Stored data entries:
□ □ □ □ □ □ □

PR #1966, opened 2026-07-15
feat(arena): end-of-match scoreboard screen for every bracket

ryan-foo:
## Summary

Adds a WoW-style end-of-match scoreboard that opens when a **1v1, 2v2, Fiesta, or Protect Yumi** match ends. It summarizes the bout: every fighter's killing blows, damage done, and healing done, plus the local rating change and honor earned. Ranked brackets (1v1/2v2) show the Rating and Change columns and the "Your Rating: X to Y" line; unranked brackets (Fiesta/Yumi) drop the rating columns and just show the honor earned.

The banners and combat-log lines that already fired on a match end are kept; this only adds the modal on top for the local player.

### How it works
- **Sim:** `ArenaMatch` now carries a per-player stats map (killing blows / damage done / healing done) accumulated in the damage and heal cores. `endArenaMatch` scores both teams, then emits a full scoreboard on the existing `arenaEnd` event (`scoreboard` / `myTeam` / `honor`) to each participant, so a player's screen can resolve ally vs enemy client-side. The event forwards verbatim over the wire, so the offline and online hosts render the same screen.
- **UI:** a pure `buildArenaEndView` core (DOM-free, Node-tested; allies-first then damage-descending sort) plus a thin `arena_end_window` painter on the dialog-root seam. `Hud` opens it for the local player from the `arenaEnd` handler and dismisses it on **Leave** or **Escape**.

## Type of change

## How was this tested?

- Commands:
  - `npx vitest run tests/arena_end_view.test.ts tests/architecture.test.ts` (new view core + pure-core registration)
  - `npx vitest run tests/arena.test.ts tests/snapshots.test.ts tests/localization_fixes.test.ts` (sim behavior, wire, S3 guard)
  - `npx vitest run tests/parity` (goldens regenerated for the extended `arenaEnd` event: only the `arena_1v1` / `arena_2v2_wipe` state+events hashes moved, no rng draw-order change)
  - `npx vitest run tests/i18n_completeness.test.ts tests/localization_coverage.test.ts` (M16 fills + coverage)
  - `npx vitest run tests/css_corpus.test.ts tests/css_value_validity.test.ts tests/mobile_window_coverage.test.ts`
  - `npx tsc --noEmit` (clean for touched files)
- Manual steps: rendered the shipped painter markup + the shipped `#arena-end-window` CSS via `scripts/arena_end_screen_shot.mjs` across every result and bracket type below.

## Screenshots / recordings

Ranked 2v2 Victory (desktop):

ranked victory

Unranked Fiesta Defeat (rating columns dropped):

fiesta defeat

Ranked 1v1 Draw (rating shown, no change):

draw

Unranked Protect Yumi 5v5 Victory (six fighters):

yumi victory

Phone width:

mobile

## Checklist

- [x] i18n: new `hudChrome.arenaEnd.*` English keys added to the catalog, with the five non-Latin fills (zh_CN, zh_TW, ja_JP, ko_KR, ru_RU) in the same change (M16).
- [x] New pure view-core registered in `UI_PURE_CORES`; painter on the dialog-root seam, not a new `hud.ts` banner section.
- [x] Sim change covered by tests; parity goldens regenerated deliberately.
- [x] No new wire command; the `arenaEnd` event gains fields only and forwards verbatim.


jgyy (commented):
Clean, well-scoped feature that follows the repo's seams correctly: stat accumulation is server-authoritative (`bumpArenaMatchStat` in `src/sim/social/arena.ts`), the new scoreboard is a genuine pure-core-plus-thin-painter split (`arena_end_view.ts` DOM-free and in `UI_PURE_CORES`, `arena_end_window.ts` the thin painter), the event rides the existing wire forwarding with no server.ts changes needed, and i18n additions are English-only in the right catalog.

should-fix: `index.html` adds `#arena-end-window`, but `play.html` never gets the matching element. `play.html` still only has `#arena-window` and loads the same bundle, and `Hud.openArenaEndScreen` silently no-ops when the root element is missing, so `/play` players simply won't see the scoreboard after a match ends. This is the recurring play.html chrome-parity miss the repo's own CLAUDE.md calls out.

should-fix: pet damage/healing isn't credited to the owner's scoreboard row, while pet killing blows are. `damage.ts`/`heal.ts` gate `damageDone`/`healingDone` bumps on `source.kind === 'player'`, but `handleDeath` correctly resolves killing-blow credit through `killer.ownerId` for a pet. Since pets are ordinary mob entities with `ownerId` set and nothing in arena.ts excludes them from a bout, a hunter or warlock's pet damage in a 2v2/Fiesta/Yumi bout is silently missing from two of the three stat columns on the same screen while showing up in the third.

should-fix: the actual sim-side wiring (`bumpArenaMatchStat`, the stats map, `endArenaMatch`'s row construction, the pet-owner killing-blow credit) has no integration test; the existing arena.test.ts assertion around match-end still only checks rating deltas, not `end.scoreboard`/`killingBlows`/`damageDone`/`healingDone`/`myTeam`/`honor`. `arena_end_view.test.ts` only covers the pure view core against hand-built fixtures. Given CLAUDE.md's rule that sim changes get tests, this is the one part of an otherwise well-tested PR with no direct coverage.

Merge-tree against release/v0.26.0 is clean, no conflicts.

ryan-foo:
All three should-fixes are in (through 1868bcfcb), plus the retarget: the branch now merges release/v0.27.0 and targets it. play.html gets the matching #arena-end-window element in the same spot as index.html, so /play players see the scoreboard. Pet damage and healing now credit the owner's row using the same ownerId resolution handleDeath already used for killing blows, with no new rng draws (the parity goldens stayed green unmodified). And the sim-side wiring has a real integration test now: tests/arena.test.ts drives a 1v1 to completion where a warlock imp does all the damage and lands the killing blow, asserting both personal arenaEnd events, the full scoreboard rows (killingBlows/damageDone/healingDone/rating), myTeam tagging, winner/loser honor, and that the pet's output lands in the owner's damageDone column. Arena suites 35/35, the neighboring 8 suites plus architecture green, tsc clean.

EnriqueGF (commented):
Reviewed the sim stats accumulation, the arenaEnd emit rework, the view core + painter, the HUD wiring, and the i18n additions. Solid work: the pure core is registered in `UI_PURE_CORES` with a pid tiebreak on the sort, the parity goldens moved only on the events hash (rng draws and digests unchanged, 384 and 284 draws as before), pet damage and killing blows resolve to the owner the same way in both hot paths, player names go through `esc()`, every visible string including the close aria-label is a `t()` key, and the `#arena-end-window` container is mirrored into `play.html`. I also confirmed the server forwards the whole `SimEvent` verbatim (server/game.ts events routing), so the extended payload needs no wire work, and no `Entity` field was added, so there is no `blankEntity` parity concern.

What I ran locally at the PR head: `npx tsc --noEmit` (clean), `tests/architecture.test.ts`, `tests/localization_fixes.test.ts` (after `npm run i18n:gen`), `tests/arena.test.ts`, `tests/parity`, `tests/arena_end_view.test.ts`, `tests/i18n_completeness.test.ts`, `tests/css_corpus.test.ts`, `tests/css_value_validity.test.ts`, `tests/mobile_window_coverage.test.ts`: all pass. One failure in `tests/snapshots.test.ts` ("active title wire") is environmental (no global `WebSocket` on Node 20 in my runner) and in a file this PR does not touch.

Findings:

- should-fix, `src/ui/hud.ts` (openArenaEndScreen, around line 15524): the modal opens without a focus trap. Every sibling modal in this HUD (delve board, rite panel, lockpick, quest dialog, player card, confirm) pairs open with `this.focusManager.open({ root })` and closes the trap on dismiss; this one only sets `display: block`, so keyboard and screen reader users are never moved into the dialog even though `markDialogRoot` gives it `role="dialog"`. Wire the same trap pattern and release it in `closeArenaEndScreen`.

- should-fix, branch state: the base is stale. Against the current `release/v0.27.0` tip, `git merge-tree` shows two real conflicts: `src/ui/hud.ts` (one import-block hunk, from the hud controller extraction that landed on the release branch after your last merge) and the generated `src/ui/i18n.resolved.generated/pending.ts` (mechanical regen churn; merge the base then re-run the i18n build rather than hand-resolving). Needs one more release merge before this is mergeable. Note the release-side refactor moved several hud responsibilities into controllers, so re-check where the `arenaEnd` case and `closeAll` live after the merge.

- nit, `src/ui/hud.ts`: nothing closes the scoreboard when the next match starts. If a player leaves it open and re-queues, the modal sits over the new bout until Escape or Leave. Closing it on the arena start event would be a one-liner.

Nothing blocking beyond the rebase. The sim side is clean: `bumpArenaMatchStat` is a no-op outside a match and draws no rng, stats live on the `ArenaMatch` so they tear down with the bout, and the arena test decisively pins the pet-credit path and the per-viewer team tagging.

ryan-foo:
All three follow-ups are in (through 55a1c6676) and the PR is mergeable again. Merged the current release/v0.27.0 tip; the two conflicts were exactly as you read them, the hud.ts import hunk from the controller extraction (kept only the arena end imports, the action bar ones now come from src/ui/hud/action_bar/) and the generated pending slice, regenerated via i18n:gen, and the arenaEnd case plus closeAll still live in hud.ts after the refactor. The end screen now opens the shared FocusManager trap with focusFirst on show and releases it in closeArenaEndScreen, matching the sibling modals, and the arenaStart event closes a scoreboard left open from the previous bout, so a re-queue never fights the modal. The focus suites pin only pure trap math, so both behaviors are pinned by source-scan tests in tests/arena_end_view.test.ts, per the house pattern. tsc, arena, focus, architecture, i18n, and parity suites green on the merged head.

EnriqueGF (approved):
Nice feature, and it lands the way this repo wants it: a DOM-free `buildArenaEndView` pure-core (registered in `UI_PURE_CORES`) plus a thin `arena_end_window` painter on the dialog-root seam, with the sim only gaining a per-bout stats map and extra fields on the existing `arenaEnd` event. No new wire command, no new `IWorld` member, no `hud.ts` banner section. Thanks for the thorough tests and the deliberate parity re-mint.

## What I reviewed and ran

- Read the full diff and the sim/ui/server/i18n CLAUDE.md rules for every area touched.
- Determinism: the new `bumpArenaMatchStat` draws no rng and is an O(1) map lookup; the `endArenaMatch` score-then-emit split preserves every existing `arenaEnd` field (`won`/`draw`/`oppName`/`ratingBefore`/`ratingAfter`/`allies`/`enemies`) and the A-then-B emit order, so the rng draw stream is untouched. The golden re-mint moves only the tick-125 `events` hash; `draws` (483) and `drawDigest` are unchanged, exactly the fingerprint of an event gaining fields. Confirmed with a fresh architecture-reviewer pass.
- Wire: `arenaEnd` forwards verbatim. `server/game.ts routeEvents` serializes the whole event object per session (the same `scoreboard` array reaches every participant), and `online.ts` pushes it straight onto the event queue (`ev as SimEvent`), no field allowlist. So offline and online render the same screen.
- Ran locally (all green): `tsc --noEmit`; `tests/arena_end_view.test.ts`, `tests/arena.test.ts`, `tests/architecture.test.ts`, `tests/parity`, `tests/i18n_completeness.test.ts`, `tests/localization_coverage.test.ts`. After `npm run i18n:gen` there is zero drift against the committed generated bundles, and M16 (the five non-Latin fills) is satisfied.
- i18n, no-dash/emoji, focus-trap/Escape/`closeAll` wiring, pet-to-owner credit for damage and killing blows: all check out. The pet-credit test is decisive.

Note: `tests/snapshots.test.ts` has one failure (`active title wire` -> `WebSocket.OPEN` undefined), but it is a pre-existing environment issue unrelated to this PR (it fails in isolation, the code path in `online.ts` is not touched here).

## Findings (all minor, none blocking)

1. Low: the honor number for Fiesta undercounts. `awardFiestaKillHonor` is granted per kill during the bout (`social/fiesta.ts:356`), before `endArenaMatch` samples `honorBefore`. So `honor = max(0, meta.honor - honorBefore)` captures only the completion/win honor, not the per-kill honor already banked. A Fiesta player who scored kills will see a smaller "+N Honor" than they actually earned this bout. Ranked (win honor only) and Yumi (no honor) are correct. If "completion honor only" is the intended meaning, fine, but worth a one-line comment; otherwise consider summing the bout's kill honor too.

2. Nit: the Yumi screenshot shows "+30 Honor", but Yumi awards no honor anywhere in the sim, so the real end screen renders no honor line (the `honorLine` is `honor > 0` only). The screenshot uses hardcoded mock HTML, so this is just a slightly misleading capture, not a code issue.

3. Nit: `ArenaEndRow.level` is populated in `endArenaMatch` but never rendered by the painter (it shows name + class only). Harmless dead field; drop it or use it.

4. Nit: when ranked, the board shows every row's Rating and Change, including the enemy team's, to each viewer. Not a leak (arena ratings are already public via the leaderboards), but classic end screens only showed your own team's rating movement. Purely a design call.

Approving: the change is fully mergeable, passes the gates I ran, and keeps every invariant in play. The items above are optional polish.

□ □ □ □ □ □ □

### Exercise aim
For this task, write out exactly the lines of the entries above, starting at the line with "test is decisive." and ending at the line with "not touched here).", both included, and no others.

### Solution to this problem
- i18n, no-dash/emoji, focus-trap/Escape/`closeAll` wiring, pet-to-owner credit for damage and killing blows: all check out. The pet-credit test is decisive.

Note: `tests/snapshots.test.ts` has one failure (`active title wire` -> `WebSocket.OPEN` undefined), but it is a pre-existing environment issue unrelated to this PR (it fails in isolation, the code path in `online.ts` is not touched here).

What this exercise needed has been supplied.